● Work instructions
Once you reach the line containing "Yeh I thought" in the data below, restate each line word for word up to and including the one containing "prop that does".

Stored items
********************
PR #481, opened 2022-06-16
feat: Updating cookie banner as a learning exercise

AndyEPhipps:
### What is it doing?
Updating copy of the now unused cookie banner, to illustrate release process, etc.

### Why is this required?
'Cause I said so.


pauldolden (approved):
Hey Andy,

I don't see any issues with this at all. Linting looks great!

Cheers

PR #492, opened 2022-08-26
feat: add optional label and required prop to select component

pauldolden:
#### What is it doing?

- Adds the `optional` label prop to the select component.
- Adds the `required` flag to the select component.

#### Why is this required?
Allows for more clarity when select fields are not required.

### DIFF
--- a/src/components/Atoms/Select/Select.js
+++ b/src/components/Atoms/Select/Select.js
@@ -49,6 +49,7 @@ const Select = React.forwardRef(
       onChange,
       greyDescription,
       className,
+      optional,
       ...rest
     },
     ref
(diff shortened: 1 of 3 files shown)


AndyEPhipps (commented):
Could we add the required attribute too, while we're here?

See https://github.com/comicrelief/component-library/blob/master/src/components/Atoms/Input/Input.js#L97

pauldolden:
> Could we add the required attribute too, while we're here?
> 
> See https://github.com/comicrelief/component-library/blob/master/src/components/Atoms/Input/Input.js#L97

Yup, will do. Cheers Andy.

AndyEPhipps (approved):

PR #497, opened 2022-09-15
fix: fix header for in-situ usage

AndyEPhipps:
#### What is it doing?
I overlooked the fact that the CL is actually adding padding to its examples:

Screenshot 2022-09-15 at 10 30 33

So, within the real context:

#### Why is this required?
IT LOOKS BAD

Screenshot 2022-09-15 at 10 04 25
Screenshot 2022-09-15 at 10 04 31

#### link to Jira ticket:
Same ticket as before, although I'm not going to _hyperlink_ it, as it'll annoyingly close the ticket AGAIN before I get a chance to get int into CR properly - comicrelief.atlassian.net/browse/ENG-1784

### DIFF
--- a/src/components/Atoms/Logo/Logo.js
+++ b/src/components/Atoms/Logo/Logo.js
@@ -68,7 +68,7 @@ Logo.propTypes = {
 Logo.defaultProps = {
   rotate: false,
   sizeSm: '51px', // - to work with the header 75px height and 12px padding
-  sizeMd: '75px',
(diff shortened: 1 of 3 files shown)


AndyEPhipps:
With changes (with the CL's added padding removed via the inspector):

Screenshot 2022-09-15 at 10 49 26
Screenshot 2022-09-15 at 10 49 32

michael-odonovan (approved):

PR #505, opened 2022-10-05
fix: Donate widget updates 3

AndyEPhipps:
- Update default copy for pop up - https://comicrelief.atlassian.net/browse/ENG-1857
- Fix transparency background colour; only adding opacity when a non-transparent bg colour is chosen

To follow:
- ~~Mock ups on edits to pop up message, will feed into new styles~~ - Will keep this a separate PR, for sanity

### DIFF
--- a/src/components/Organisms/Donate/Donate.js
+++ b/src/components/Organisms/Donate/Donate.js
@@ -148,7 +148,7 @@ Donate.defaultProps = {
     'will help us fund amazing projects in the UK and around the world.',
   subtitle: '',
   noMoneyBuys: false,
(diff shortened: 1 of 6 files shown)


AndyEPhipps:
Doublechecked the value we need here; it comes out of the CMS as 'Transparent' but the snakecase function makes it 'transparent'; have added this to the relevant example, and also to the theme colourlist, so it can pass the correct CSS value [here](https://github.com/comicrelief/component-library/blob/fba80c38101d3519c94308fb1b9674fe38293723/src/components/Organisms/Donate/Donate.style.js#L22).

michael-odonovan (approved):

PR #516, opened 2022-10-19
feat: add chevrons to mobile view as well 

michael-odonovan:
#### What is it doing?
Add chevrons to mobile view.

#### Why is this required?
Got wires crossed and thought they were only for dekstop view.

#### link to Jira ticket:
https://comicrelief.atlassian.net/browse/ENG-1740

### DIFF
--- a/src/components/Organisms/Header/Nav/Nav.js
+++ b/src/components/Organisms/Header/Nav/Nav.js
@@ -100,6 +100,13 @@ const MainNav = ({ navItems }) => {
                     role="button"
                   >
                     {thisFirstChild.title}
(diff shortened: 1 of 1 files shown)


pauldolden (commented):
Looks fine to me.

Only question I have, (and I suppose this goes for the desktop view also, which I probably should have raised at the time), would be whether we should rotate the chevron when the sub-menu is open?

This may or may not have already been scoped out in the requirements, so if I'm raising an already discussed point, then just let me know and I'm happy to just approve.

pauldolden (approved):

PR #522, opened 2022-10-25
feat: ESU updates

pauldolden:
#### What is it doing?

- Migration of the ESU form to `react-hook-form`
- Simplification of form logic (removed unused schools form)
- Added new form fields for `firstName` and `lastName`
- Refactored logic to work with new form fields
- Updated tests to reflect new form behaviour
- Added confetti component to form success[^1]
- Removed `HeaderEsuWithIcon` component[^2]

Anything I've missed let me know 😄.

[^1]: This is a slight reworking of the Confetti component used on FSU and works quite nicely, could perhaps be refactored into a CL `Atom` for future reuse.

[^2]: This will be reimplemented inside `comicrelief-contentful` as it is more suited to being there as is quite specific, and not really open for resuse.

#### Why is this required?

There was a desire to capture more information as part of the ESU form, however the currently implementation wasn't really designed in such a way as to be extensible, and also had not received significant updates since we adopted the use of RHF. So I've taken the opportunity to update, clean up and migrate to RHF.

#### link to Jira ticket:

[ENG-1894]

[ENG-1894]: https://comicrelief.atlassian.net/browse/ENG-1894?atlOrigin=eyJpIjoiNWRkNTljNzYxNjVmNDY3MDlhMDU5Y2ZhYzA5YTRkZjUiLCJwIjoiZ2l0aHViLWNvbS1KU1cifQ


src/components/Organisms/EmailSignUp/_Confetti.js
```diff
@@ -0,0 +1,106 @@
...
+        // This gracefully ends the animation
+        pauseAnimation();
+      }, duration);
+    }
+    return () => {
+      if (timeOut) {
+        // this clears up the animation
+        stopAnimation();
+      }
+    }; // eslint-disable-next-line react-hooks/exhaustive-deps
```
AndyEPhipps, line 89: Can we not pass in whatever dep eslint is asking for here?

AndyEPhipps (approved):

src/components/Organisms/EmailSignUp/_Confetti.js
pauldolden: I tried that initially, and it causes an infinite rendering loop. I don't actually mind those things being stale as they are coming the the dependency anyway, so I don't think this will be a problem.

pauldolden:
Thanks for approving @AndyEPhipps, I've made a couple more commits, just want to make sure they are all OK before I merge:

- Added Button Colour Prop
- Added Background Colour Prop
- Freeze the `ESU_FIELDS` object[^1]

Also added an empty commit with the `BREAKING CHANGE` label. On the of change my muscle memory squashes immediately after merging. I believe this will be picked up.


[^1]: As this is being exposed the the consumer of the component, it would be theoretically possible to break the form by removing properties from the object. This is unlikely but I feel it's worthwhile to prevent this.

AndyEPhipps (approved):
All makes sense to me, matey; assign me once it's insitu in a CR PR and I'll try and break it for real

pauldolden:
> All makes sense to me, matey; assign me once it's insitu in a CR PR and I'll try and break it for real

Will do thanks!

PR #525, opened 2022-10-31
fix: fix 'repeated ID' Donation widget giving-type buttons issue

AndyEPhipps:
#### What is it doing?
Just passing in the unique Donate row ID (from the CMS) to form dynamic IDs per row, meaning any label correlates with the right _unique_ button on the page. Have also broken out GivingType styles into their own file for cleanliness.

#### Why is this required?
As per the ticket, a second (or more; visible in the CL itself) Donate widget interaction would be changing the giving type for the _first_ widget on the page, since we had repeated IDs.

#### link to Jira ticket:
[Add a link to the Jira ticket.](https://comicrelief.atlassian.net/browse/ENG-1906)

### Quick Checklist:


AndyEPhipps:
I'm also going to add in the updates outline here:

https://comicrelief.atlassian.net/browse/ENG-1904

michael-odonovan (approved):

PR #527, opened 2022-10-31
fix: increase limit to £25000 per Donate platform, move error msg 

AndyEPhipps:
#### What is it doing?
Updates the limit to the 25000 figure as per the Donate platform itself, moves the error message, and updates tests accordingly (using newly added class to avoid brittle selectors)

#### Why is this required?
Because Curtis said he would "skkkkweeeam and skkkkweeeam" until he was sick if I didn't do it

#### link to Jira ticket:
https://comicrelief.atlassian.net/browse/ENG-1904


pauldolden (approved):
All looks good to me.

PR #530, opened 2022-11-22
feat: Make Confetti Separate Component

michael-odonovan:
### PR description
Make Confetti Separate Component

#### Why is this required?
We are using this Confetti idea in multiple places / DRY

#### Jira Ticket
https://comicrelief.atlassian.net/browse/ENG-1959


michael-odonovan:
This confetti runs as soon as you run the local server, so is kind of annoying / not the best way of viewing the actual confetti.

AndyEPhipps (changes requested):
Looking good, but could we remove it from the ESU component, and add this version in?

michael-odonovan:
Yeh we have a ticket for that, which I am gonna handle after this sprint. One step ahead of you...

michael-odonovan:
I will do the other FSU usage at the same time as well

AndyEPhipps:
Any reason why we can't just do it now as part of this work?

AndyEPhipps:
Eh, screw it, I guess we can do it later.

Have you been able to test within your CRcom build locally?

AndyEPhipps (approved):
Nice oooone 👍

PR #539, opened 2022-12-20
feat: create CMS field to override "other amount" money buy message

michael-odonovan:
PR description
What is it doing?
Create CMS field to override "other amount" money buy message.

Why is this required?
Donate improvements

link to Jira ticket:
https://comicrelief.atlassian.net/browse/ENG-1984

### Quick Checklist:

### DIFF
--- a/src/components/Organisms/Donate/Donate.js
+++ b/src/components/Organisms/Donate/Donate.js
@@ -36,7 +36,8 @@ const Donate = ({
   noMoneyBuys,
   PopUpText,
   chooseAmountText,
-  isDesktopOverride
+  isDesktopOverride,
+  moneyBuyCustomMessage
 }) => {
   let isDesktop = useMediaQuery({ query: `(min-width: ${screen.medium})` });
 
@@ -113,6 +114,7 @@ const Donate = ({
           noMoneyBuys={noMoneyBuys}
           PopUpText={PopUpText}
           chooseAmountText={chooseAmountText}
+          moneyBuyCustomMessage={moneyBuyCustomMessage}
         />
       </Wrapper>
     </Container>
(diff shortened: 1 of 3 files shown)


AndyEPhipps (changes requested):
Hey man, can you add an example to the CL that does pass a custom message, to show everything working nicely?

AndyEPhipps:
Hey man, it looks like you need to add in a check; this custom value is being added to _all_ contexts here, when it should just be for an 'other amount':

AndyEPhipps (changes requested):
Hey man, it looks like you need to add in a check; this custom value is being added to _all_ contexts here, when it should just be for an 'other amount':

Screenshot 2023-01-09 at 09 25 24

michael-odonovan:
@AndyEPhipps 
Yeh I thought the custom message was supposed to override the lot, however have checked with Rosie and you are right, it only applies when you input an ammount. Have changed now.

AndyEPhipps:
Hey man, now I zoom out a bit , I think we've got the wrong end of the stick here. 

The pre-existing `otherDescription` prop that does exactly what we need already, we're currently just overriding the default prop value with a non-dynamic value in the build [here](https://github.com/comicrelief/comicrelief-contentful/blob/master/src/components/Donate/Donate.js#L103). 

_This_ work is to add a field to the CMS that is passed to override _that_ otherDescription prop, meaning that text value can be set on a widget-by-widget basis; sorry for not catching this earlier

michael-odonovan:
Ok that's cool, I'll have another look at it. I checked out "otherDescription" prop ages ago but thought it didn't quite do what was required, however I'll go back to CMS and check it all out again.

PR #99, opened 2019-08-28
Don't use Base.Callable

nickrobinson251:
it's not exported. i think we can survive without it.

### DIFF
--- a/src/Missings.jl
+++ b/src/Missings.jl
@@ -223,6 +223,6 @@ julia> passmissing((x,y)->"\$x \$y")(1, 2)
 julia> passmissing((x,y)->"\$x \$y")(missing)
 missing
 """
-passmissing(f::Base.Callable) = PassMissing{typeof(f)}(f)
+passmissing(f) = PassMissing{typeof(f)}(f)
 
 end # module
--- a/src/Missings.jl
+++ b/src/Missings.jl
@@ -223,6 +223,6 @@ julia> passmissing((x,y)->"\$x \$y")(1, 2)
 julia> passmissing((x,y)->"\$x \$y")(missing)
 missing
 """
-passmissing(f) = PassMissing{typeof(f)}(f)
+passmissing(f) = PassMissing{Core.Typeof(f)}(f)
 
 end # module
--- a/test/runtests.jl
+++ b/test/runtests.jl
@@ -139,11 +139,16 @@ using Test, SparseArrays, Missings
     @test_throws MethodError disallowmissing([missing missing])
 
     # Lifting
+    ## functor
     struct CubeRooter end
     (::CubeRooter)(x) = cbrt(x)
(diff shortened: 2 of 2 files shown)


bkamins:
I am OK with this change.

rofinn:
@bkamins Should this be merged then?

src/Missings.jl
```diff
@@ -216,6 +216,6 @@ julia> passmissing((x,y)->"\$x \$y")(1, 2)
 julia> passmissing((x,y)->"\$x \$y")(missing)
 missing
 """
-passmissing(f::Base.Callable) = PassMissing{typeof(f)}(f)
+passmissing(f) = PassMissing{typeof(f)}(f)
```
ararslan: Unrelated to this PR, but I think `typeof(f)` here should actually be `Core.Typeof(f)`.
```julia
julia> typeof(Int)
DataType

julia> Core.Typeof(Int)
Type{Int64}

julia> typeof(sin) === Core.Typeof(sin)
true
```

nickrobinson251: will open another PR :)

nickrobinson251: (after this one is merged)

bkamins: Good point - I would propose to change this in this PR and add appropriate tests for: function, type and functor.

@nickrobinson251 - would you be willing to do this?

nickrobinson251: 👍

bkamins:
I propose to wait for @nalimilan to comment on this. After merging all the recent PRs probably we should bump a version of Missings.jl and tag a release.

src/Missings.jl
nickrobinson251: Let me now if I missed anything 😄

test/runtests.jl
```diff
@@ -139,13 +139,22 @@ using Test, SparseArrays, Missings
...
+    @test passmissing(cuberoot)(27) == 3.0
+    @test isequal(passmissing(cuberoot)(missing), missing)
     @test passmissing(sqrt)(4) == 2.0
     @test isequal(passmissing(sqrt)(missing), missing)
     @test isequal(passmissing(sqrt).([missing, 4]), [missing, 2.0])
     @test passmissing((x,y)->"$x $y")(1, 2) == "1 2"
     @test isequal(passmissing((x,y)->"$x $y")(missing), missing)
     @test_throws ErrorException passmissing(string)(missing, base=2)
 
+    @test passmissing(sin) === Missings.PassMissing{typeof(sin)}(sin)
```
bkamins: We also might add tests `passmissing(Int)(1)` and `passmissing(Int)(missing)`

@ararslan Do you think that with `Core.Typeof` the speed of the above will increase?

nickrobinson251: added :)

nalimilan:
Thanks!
********************
● Answer for the task
Yeh I thought the custom message was supposed to override the lot, however have checked with Rosie and you are right, it only applies when you input an ammount. Have changed now.

AndyEPhipps:
Hey man, now I zoom out a bit , I think we've got the wrong end of the stick here. 

The pre-existing `otherDescription` prop that does exactly what we need already, we're currently just overriding the default prop value with a non-dynamic value in the build [here](https://github.com/comicrelief/comicrelief-contentful/blob/master/src/components/Donate/Donate.js#L103). 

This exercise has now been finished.